My Bf says it is a good wine, but I'll let you know after I've tried it....

I don't know...I kind of got this Tingle....when I looked at the bottle.Does anyone ever get.....The Tingle?

What the hell am I talking about....the Tingle:doh:

Five months ago I didn't know jack..and now, I think I'm Miss Expert or Something..talking about tingles. What's Up with that? Maybe someone needs to kick a little wine humility into my sorry rear end.


----------



## Salope (Jul 12, 2006)

White win. Red is too heavy for me. I especially like Pinot Grigio and Sancerre.


----------



## Elisabeth (Jul 20, 2006)

Still waiting for that butt kicking...Ella? Miss Golightly? I know it can't be because everyone's stopped drinking wine?:sheep: :scared:


----------



## MissGolightly (Jul 20, 2006)

Stopped drinking wine...never! My partner &amp; I have been trying white wines (we mainly drink red, so don't know alot about white)...my partner bought a bottle of 2002 la chapelle de lafaurie peyraguey sauternes...and oh my...it was the best white wine I've ever tasted! It was very creamy, and it tasted like honey...almost like drinking nectar! I've never had a wine quite like it and am now converted to white semillion wines! This was definetly a 'tingle' inducing wine!!

We also tried this wine last night, it was again, an amazing wine...looked like a brandy and was very delicious...I couldn't have more than a glass, as it was so heavy and sweet!

http://www.bizrate.co.uk/wine/mid825...359467061.html

How was the Pommard? I've not tried that...1999, so must be aged nicely! I've also been drinking cherry beer from Germany...have you tried that? Europeans do make the best beer, by far! What else have you been drinking lately?


----------



## Elisabeth (Jul 21, 2006)

Thanks for the rec. I don't drink white wine..but it is summer, and I occasionally enjoy a glass or two when it is way too hot...like now..to drink red ( I stil drink red, but , you know what I mean). I love the nectar description...so I am def going to use the link you provided to see if we can get it over here..thank you again for the link!!!!:rockwoot:.

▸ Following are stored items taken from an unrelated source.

Issue #5044, opened 2015-09-08
Campaign Finder Intermittently Only Showing 1/2 of Causes and 1/2 of Types


namimody:
The campaign finder dropdown should look like this:

![image](https://cloud.githubusercontent.com/assets/12396076/9743935/febc9784-5636-11e5-864b-8e73da7255ca.png)

But it looks like this for some users:
![image](https://cloud.githubusercontent.com/assets/12396076/9743993/4850af8e-5637-11e5-8e57-5c403ece4fd9.png)

As a note, these screenshots were pulled from different comps within minutes of each other, so it seems like it's working for some users. As a note, the missing content occurred in both logged in and logged out views.

DFurnes:
Do you have any details on the computers where it is and isn't working (i.e. browser, browser version, operating system)?

DFurnes:
@namimody Are you communicating in morse-code via issue assignments?

namimody:
@DFurnes hahahha just trying to resolve a confusion...by creating confusion.

namimody:
@DFurnes not working on: Chrome Version 45.0.2454.85 (64-bit) / Yosemite

Working on: 0S X version 10.9.5 and chrome Version 44.0.2403.157 (64-bit)

mikefantini:
worked for me as both an admin and anonymous user in the "working" versions above

mikefantini:
now that i updated my chrome to 45.0.2454.85 (64-bit) seeing this as well both logged in and logged out

![image](https://cloud.githubusercontent.com/assets/6330971/9768458/d83b63ae-56f1-11e5-90e5-cb2c3279defd.png)

namimody:
Unsure of how helpful this, but seems like it things appear correctly on
Safari 8.0.6

On Wed, Sep 9, 2015 at 12:54 PM, mikefantini notifications@github.com
wrote:

> now that i updated my chrome to 45.0.2454.85 (64-bit) seeing this as well
> both logged in and logged out
> 
> [image: image]
> https://cloud.githubusercontent.com/assets/6330971/9768458/d83b63ae-56f1-11e5-90e5-cb2c3279defd.png
> 
> —
> Reply to this email directly or view it on GitHub
> https://github.com/DoSomething/phoenix/issues/5044#issuecomment-138973391
> .

## 

Namita (Nami) Mody

Junior Product Manager
@dosomething http://twitter.com/dosomething @imanami13
https://twitter.com/imanami13
[...]

PR #5065, opened 2015-09-10
Fix issue with columns disappearing in Chrome 45.

DFurnes:
See #5044. Chrome 45 includes a new CSS column implementation, which seems to break with block elements. Since overflow only affects block and inline-block elements, I also had to switch how we were hiding checkboxes.

Tested in Chrome 45, Chrome Canary, Firefox latest, Safari latest, IE8, IE9, IE10, IE11.


sbsmith86:
:tada:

The Pommard ways very, very, disappointing.:sleepyhead:

I had very high hopes for it..and it's overall taste did not match it's price tag. It was vinegary and had hardly any personality at all. My bf, aka the wine man of the family, also thought that for the price, it was one of the worst possible wines he had ever tasted. We (he) got three bottles as a birthday gift and we ended up (evil buggers that we are:10 giving away two of the bottles because it was just no good.

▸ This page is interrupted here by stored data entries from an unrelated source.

PR #5068, opened 2015-09-10
First pass at language-aware finder

blisteringherb:
- This code will show the translated nodes in the finder
- Adding a limit and some fixes to the auto_translate module
- Fixing broken images on home page tiles
- Adding filter for language based on user's default language
- Adding Strongarm variable with rules for each language
  - Can be used by any language switching logic


angaither:
:+1:

PR #5074, opened 2015-09-10
Add correct lang attribute to HTML element.

DFurnes:
Discovered during Global Tech meeting... we're currently hardcoding `lang` and `dir` attributes on the HTML element. That's not #global. :globe_with_meridians: 

For review: @angaither


angaither:
lovely :+1:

We are opening a bottle of Medoc ( a French Bordeaux) this weekend..and I am really looking forward to that one!!!

Oh, and I am feeling you on the beer thing....oh yes. I love Beer. It is very healthy. My favorite is Stella Artois from Belgium....unfortunately, my hips do not like beer as much as I do...so I only drink beer maybe once every two or three months or so. If I drank as much beer as I liked, I would for sure have the beer belly to end all beer bellies:laughing:. Yes, Germans pride themselves on their beer. In their opinion, if beer isn't German, well, it just isn't beer. I've tried some good ones, and dang, for an American, well, those beers are mighty, mighty strong...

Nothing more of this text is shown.